I just want to park on the last part of that quote: “a deep sense of our need for God’s grace.” Knowing the need for God’s grace is rooted in a sound biblical perspective on the identity and character of God and our own identity and character. Oddly enough, this isn’t framed from what we think is true, but from the real truth in Scripture. The Bible is clear about the holiness of God and the sinfulness of man, hence, the need for God’s grace. Identifying our rogue thoughts, words, and actions is a key part of finding our desperate need for His grace.

The “deep sense of the reality of God’s grace” seems more elusive. There are times when I can read passages from Scripture, study them, and even memorize them, but I can’t get the truth of what I’ve read to travel from my head to my heart. The grace I’ve received is something I know to be true cognitively, but there is a missing piece. I sense this might be a root of a contempt problem. I believe starting with the knowledge of grace is proper, but this second part can’t be ignored, in my opinion.

In a scenario where I’ve done something I know is wrong, I know the truth of 1 John 1:9. The crux of the matter is not whether I know that confession leads to forgiveness. I have identified my need for God’s grace, and I can point to the very passage that tells me I may have it. My heavenly Father has given me instruction so that I can have a restored relationship. When my understanding of the reality of God’s grace is warped, all kinds of things happen, none good.

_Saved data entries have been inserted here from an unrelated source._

PR #625, opened 2022-11-29
Implements expressions for select clause in HSQLDB

nish-d:
Fixed some Select and where clauses. Implemented Update and order by statements.


mrigger (approved):
LGTM, thanks!

PR #629, opened 2022-12-06
Support QPG

bajinsheng:
The basic framework of QPG.
Todo: Update documents after 9 Dec.


src/sqlancer/Main.java
```diff
@@ -211,6 +243,13 @@ private void printState(FileWriter writer, StateToReproduce state) {
             }
         }
 
+        private String processQueryPlan(String queryPlan) {
```
mrigger, line 246: Could we use a more insightful name here, like `removeNamesFromQueryPlans` or so?

src/sqlancer/DatabaseProvider.java
```diff
@@ -32,6 +32,18 @@
...
+     * The experimental feature: QPG.
+     *
+     * @param globalState
+     *            the state created and is valid for this method call.
+     *
+     * @throws Exception
+     *             if testing fails.
+     *
+     */
+    void qpg(G globalState) throws Exception;
```
mrigger, line 45: I think `qpg` is quite cryptic for people not already familiar with the technique. Could we use another method name, like `generateAndTestDatabaseWithQueryGuidance`?

src/sqlancer/ProviderAdapter.java
```diff
@@ -67,7 +91,47 @@ public Reproducer<G> generateAndTestDatabase(G globalState) throws Exception {
         return null;
     }
 
-    protected abstract void checkViewsAreValid(G globalState);
+    @Override
+    public void qpg(G globalState) throws Exception {
+        try {
+            generateDatabase(globalState);
+            checkViewsAreValid(globalState);
+            globalState.getManager().incrementCreateDatabase();
```
mrigger, line 99: The logic here seems to be the same as for `generateAndTestDatabase`. Perhaps we can have one common method `generateDatabase` and then the two methods, for testing with QPG and one with randomly generating tests?

src/sqlancer/SQLProviderAdapter.java
```diff
@@ -20,25 +21,22 @@ public LoggableFactory getLoggableFactory() {
...
     @Override
-    protected void checkViewsAreValid(G globalState) {
+    protected void checkViewsAreValid(G globalState) throws SQLException {
         List<? extends AbstractTable<?, ?, ?>> views = globalState.getSchema().getViews();
         for (AbstractTable<?, ?, ?> view : views) {
             SQLQueryAdapter q = new SQLQueryAdapter("SELECT 1 FROM " + view.getName() + " LIMIT 1");
             try {
                 if (!q.execute(globalState)) {
-                    dropView(globalState, view.getName());
+                    throw new AssertionError();
```
mrigger, line 30: Why do we throw an `AssertionError` here rather than trying to drop the view? The `SELECT` might fail when the view is invalid.

src/sqlancer/MainOptions.java
```diff
@@ -50,6 +50,27 @@ public class MainOptions {
     @Parameter(names = "--print-failed", description = "Logs failed insert, create and other statements without results", arity = 1)
     private boolean loggerPrintFailed = true; // NOPMD
 
+    @Parameter(names = "--log-execution-result", description = "Logs the execution result of each statement (requires --log-each-select to be enabled)", arity = 1)
+    private boolean logExecutionResult = true; // NOPMD
+
+    @Parameter(names = "--log-query-plan", description = "Logs the query plans of each statemen", arity = 1)
```
mrigger, line 56: Of each statement or query?

src/sqlancer/MainOptions.java
```diff
@@ -50,6 +50,27 @@ public class MainOptions {
...
+    @Parameter(names = "--enable-qpg", description = "Enable the experimental feature Query Plan Guidance (QPS)", arity = 1)
+    private boolean enableQPG;
+
+    @Parameter(names = "--enable-random-qpg", description = "Enable the random mutation of Query Plan Guidance (QPS) (requires --enable-qpg to be enabled)", arity = 1)
+    private boolean enableRandomQPG;
+
+    @Parameter(names = "--qpg-min-interval", description = "Specifies the minimal number of iterations between table mutations")
+    private static int qpgMinInterval = 1000;
+
+    @Parameter(names = "--qpg-k", description = "Specifies the k parameter of the QPG (The value should be 1/k)")
```
mrigger, line 68: What does `k` describe?

src/sqlancer/MainOptions.java
```diff
@@ -50,6 +50,27 @@ public class MainOptions {
     @Parameter(names = "--print-failed", description = "Logs failed insert, create and other statements without results", arity = 1)
     private boolean loggerPrintFailed = true; // NOPMD
 
+    @Parameter(names = "--log-execution-result", description = "Logs the execution result of each statement (requires --log-each-select to be enabled)", arity = 1)
+    private boolean logExecutionResult = true; // NOPMD
+
+    @Parameter(names = "--log-query-plan", description = "Logs the query plans of each statemen", arity = 1)
+    private boolean logQueryPlan; // NOPMD
+
+    @Parameter(names = "--enable-qpg", description = "Enable the experimental feature Query Plan Guidance (QPS)", arity = 1)
```
mrigger, line 59: Perhaps we can use a common prefix for all QPG options? Here, we could just use `--qpg` as an option (or `--qpg-enable`).

src/sqlancer/sqlite3/SQLite3Provider.java
```diff
@@ -49,56 +55,85 @@ public class SQLite3Provider extends SQLProviderAdapter<SQLite3GlobalState, SQLi
...
+    private static double[] weightedAverageReward = new double[Action.values().length];
+    private int[] cumulativeMutationTimes;
+
+    // For post reward calculation
+    private int currentSelectRewards;
+    private int currentSelectCounts;
+    private int currentMutationOperator;
+
     // PRAGMAS to achieve good performance
     private static final List<String> DEFAULT_PRAGMAS = Arrays.asList("PRAGMA cache_size = 50000;",
```
bajinsheng, line 70: reduce this size aiming to avoid OOM.

PR #635, opened 2022-12-11
fix ci when to install citus

hawkingrei:
we can read some error message when to install citus.

```
The repository is set up! You can now install packages.
Reading package lists...
Building dependency tree...
Reading state information...
E: Unable to locate package postgresql-13-citus-10.1
E: Couldn't find any package by glob 'postgresql-13-citus-10.1'
E: Couldn't find any package by regex 'postgresql-13-citus-10.1'
Error: Process completed with exit code 100.
``` 
Signed-off-by: Weizhen Wang <wangweizhen@pingcap.com>


mrigger (approved):
Great, thanks for updating!

@halilozanakgul there are a couple of new Citus issues that would need to be addressed (or indicate bugs in Citus?). Not sure if you or anyone else has time to look at them?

As a response to the grace I receive, I offer self-degrading statements (What an idiot I am!), untrue statements about the character of God (He loves me when I do right, but when I do wrong, He doesn’t.), or maybe I can’t even put the whole thing in perspective (I can’t do anything right!). The truth of God’s Word says I am clean when I confess to Him, but I utter statements that contradict the truth of Scripture and degrade who I am.

Contradicting Scripture is a problem. I, as a follower of Christ, can’t be doing that. Degrading who I am says a lot about how I frame God’s character, doesn’t it? God’s truth, love, and power is (thankfully) never defined by what I think; it’s defined by who He says He is! And that’s framed in the truth of the Bible.

So, there are questions that ramble around in my mind at the moment. Maybe we could try them on for size.

Am I clear on my need for God’s grace?

Is the reality of God’s grace penetrating deeply into my heart, or do I need to pursue it?

I am forgiven and “cleansed from all unrighteousness” when I confess (1 John 1:9). Do I believe that? Do my thoughts, words, and actions reflect that I believe that?

Are my thoughts, words, and actions in keeping with what my heavenly Father says is true about me?

Am I in contempt?

Some days I admit I can’t see the reality of His grace. Those are the days I seem to be in contempt regularly. Guilty as charged. Those are the days I need refreshing in this area, and it would be a very good idea to think on the amazing grace at the cross and the truth of Scripture. The real work, though, will be done by the power of the Holy Spirit (a topic for another entry).